Issue #929, opened 2025-12-21
Like button for Spotify don't show up / doesn't work


berkinefeavci:
### What happened? What are the steps to reproduce the issue?

<img width="1154" height="1342" alt="Image" src="https://github.com/user-attachments/assets/7ea25747-69a3-43ec-b988-a1ec1324867a" /> The button for like is invisible and doesnt work when I click that space

### What did you expect to happen?

Make it visible plaese it is one of the needs

### Boring Notch Version

v2.7.3

### macOS Version

25C56

### Music Source? (If relevant)

Spotify

### Music App (If using Now Playing)

Spotify

### Relevant log output

```shell

```

### Checks

- [x] I haven't found any duplicates with my issue.

Kevlar35:
Duplicate of #873

Alexander5015:
It is not possible currently to like songs with Spotify because they don't provide a way for us do this, unlike Apple Music and YouTube Music.

mstreitner:
@Alexander5015 it would be an extra step, but I guess in theory providing the user an option to authorize with spotify will allow to make this feature work via the Spotify API?
https://developer.spotify.com/documentation/web-api/reference/save-tracks-user
only did a real quick research without PoC tho

Alexander5015:
Not really, at least not in a practical sense. While it’s technically possible, using the Spotify API with multiple users requires an official partnership, which comes with requirements we wouldn’t be able to meet. Because of that, users would need to register their own developer credentials and set everything up manually, rather than enabling it with a few clicks.

Some projects on GitHub take this approach, but it seems like the setup is fairly involved and multi-step, making it feasible mainly for more technically savvy users. We could consider adding this in the future, but for now, it isn’t a priority.

PR #1186, opened 2026-04-19
feat: support third-party like/dislike action URLs via distributed notifications

Myseri:
Currently canFavoriteTrack is only true for Apple Music, so the heart button is permanently disabled for all other sources (Spotify, Pandora, etc.) see [#929](https://github.com/TheBoredTeam/boring.notch/issues/929).

Third-party apps can already broadcast distributed notifications with their playback state. This change adds additional functionality to MusicManager to read optional "likeAction" and "dislikeAction" URL strings from those apps. When present, tapping the heart button opens the URL so the source app handles its own rating logic rather than requiring AppleScript.

This does not change any existing Apple Music behavior, and requires no new dependencies.

Apps would need to include these keys in their notification payload:
  "likeAction":    "myapp://like"
  "dislikeAction": "myapp://dislike"


Alexander5015:
Please rebase/cherry pick your changes onto dev

PR #1212, opened 2026-04-25
Improve battery menu with time remaining, time estimate overhaul, and charging state fixes

lasersushi:
## Summary

- Adds a **Time Until Empty** row to the battery popover, sourced from `kIOPSTimeToEmptyKey`, mirroring the existing Time to Full Charge row
- Shows a **"Calculating…"** state for both time estimates while macOS is still computing them (value = `-1`), instead of showing nothing
- Hides the **"Plugged In"** label while actively charging, since the two states are redundant

## Changes

**Time Until Empty**
- Added a new `timeToDischarge` field to `BatteryInfo`, populated from `kIOPSTimeToEmptyKey`
- Wired it through the full event pipeline — `BatteryActivityManager` → `BatteryStatusViewModel` → views
- Displayed in the battery popover using the same `DateComponentsFormatter` as Time to Full Charge

**Calculating… state for both time estimates**
- Both Time Until Empty and Time to Full Charge now show a "Calculating…" label when macOS returns `-1` (still computing), rather than showing nothing at all

**Charging label fixes**
- "Time to Full Charge" now only appears when the battery is actively charging, not just plugged in
- "Plugged In" is hidden while charging since the two states are redundant

## Testing

Tested locally in Xcode across all relevant battery states (on battery, charging, plugged in but not charging, and the Calculating… transitional state). Builds cleanly with no warnings.

## Screenshots:
Screenshot 2026-04-25 at 2 58 25 PM
Screenshot 2026-04-25 at 2 59 51 PM
Screenshot 2026-04-25 at 3 01 23 PM


Alexander5015 (approved):
Looks good!

lasersushi:
Thanks!

PR #1216, opened 2026-04-26
Stop notch clicks from leaking through to the menu bar

AlexandrosAlexiou:
The notch window is a non-activating panel with canBecomeKey = false and a stock NSHostingView. NSView.acceptsFirstMouse(for:) defaults to false, so clicks on SwiftUI buttons inside the panel were not treated as a real first-mouse event and continued propagating through the WindowServer chain. Apps monitoring the menu bar (e.g. Ice) saw the click as a menu-bar click.

Wrap the contentView in a FirstMouseHostingView that overrides acceptsFirstMouse to true, so the click is fully owned by our window.

### DIFF
--- a/boringNotch/boringNotchApp.swift
+++ b/boringNotch/boringNotchApp.swift
@@ -276,7 +276,7 @@ class AppDelegate: NSObject, NSApplicationDelegate {
             window.disableSkyLight()
         }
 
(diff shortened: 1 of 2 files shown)


AlexandrosAlexiou:
This is an Ice issue apparently, closing this. Sorry for the noise.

**THE PROBLEM:**
Check the data above line by line for the word "nothing". State only how many lines contain it.

**SOLUTION TO THIS TASK:**
2